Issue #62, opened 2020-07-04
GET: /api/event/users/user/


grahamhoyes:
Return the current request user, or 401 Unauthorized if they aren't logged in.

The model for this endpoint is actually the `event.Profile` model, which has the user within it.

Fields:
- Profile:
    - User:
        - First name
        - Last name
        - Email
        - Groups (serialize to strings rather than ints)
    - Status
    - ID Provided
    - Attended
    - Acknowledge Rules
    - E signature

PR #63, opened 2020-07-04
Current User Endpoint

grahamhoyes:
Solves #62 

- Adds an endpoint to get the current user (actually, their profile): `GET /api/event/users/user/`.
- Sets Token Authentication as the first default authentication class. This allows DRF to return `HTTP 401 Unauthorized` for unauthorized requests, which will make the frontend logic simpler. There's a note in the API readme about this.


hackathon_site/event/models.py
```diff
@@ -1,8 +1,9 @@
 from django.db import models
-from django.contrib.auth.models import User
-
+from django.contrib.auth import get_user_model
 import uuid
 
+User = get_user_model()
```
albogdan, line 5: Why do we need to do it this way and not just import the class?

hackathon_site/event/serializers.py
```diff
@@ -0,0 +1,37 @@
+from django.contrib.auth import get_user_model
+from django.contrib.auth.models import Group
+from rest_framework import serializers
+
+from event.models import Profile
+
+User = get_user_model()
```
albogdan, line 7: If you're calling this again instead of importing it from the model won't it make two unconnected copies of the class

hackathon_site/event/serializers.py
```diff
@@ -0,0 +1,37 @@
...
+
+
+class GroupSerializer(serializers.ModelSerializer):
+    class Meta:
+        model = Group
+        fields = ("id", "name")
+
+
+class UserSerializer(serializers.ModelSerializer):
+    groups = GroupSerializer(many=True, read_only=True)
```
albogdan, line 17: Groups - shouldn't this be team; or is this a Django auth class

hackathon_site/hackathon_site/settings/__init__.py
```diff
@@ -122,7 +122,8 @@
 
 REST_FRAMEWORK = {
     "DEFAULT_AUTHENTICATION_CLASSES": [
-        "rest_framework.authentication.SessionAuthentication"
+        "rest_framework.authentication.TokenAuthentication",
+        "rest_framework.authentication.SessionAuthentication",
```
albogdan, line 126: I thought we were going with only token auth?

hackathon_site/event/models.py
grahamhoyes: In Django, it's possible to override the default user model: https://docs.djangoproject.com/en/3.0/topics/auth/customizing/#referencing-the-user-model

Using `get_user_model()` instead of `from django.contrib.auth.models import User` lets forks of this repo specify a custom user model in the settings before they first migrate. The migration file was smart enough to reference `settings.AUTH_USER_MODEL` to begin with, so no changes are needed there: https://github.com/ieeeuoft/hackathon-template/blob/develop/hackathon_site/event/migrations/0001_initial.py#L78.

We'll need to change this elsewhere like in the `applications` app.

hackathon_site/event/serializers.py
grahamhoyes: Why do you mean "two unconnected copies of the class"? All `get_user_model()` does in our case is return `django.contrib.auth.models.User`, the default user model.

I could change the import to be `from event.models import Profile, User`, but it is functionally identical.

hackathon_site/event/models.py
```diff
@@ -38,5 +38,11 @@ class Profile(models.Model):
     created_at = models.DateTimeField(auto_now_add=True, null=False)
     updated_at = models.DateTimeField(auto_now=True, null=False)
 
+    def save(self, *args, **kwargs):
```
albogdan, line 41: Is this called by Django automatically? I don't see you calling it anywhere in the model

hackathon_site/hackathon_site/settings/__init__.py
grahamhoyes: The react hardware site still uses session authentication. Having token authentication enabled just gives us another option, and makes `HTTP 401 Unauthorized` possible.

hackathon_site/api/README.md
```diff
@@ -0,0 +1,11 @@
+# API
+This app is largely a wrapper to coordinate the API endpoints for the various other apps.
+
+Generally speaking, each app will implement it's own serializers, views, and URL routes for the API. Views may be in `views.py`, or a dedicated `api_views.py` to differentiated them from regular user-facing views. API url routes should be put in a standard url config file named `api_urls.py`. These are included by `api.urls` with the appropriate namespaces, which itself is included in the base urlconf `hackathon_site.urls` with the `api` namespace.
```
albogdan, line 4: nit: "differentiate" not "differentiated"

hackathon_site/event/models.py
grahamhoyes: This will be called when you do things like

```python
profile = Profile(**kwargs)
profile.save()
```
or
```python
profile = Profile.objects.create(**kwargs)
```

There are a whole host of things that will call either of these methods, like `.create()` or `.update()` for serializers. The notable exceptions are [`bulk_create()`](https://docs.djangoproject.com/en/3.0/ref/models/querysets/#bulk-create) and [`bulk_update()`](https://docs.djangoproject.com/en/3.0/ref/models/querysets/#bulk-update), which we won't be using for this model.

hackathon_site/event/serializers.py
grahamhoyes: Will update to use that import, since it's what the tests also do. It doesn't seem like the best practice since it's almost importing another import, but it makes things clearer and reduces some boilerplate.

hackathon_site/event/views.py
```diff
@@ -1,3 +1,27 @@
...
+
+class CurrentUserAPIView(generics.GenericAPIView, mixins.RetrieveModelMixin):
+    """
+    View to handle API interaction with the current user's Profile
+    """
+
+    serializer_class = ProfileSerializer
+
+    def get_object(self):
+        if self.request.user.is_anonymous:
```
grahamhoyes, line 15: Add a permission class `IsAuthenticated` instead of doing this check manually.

________________

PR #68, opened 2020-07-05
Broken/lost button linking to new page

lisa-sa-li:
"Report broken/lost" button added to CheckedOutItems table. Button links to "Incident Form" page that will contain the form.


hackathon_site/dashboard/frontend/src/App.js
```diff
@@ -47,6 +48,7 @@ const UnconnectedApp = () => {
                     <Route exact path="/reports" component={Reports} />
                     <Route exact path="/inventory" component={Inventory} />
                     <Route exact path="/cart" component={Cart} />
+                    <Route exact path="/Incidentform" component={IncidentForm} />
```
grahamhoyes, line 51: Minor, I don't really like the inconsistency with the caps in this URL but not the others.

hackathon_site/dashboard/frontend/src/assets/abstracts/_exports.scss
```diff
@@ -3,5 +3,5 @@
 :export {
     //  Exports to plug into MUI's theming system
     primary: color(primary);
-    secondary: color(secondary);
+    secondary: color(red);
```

________________

Required action | Looking at the entries above, count the lines that contain the string "DateTimeField", then give the number and nothing else.

Exercise answer | 2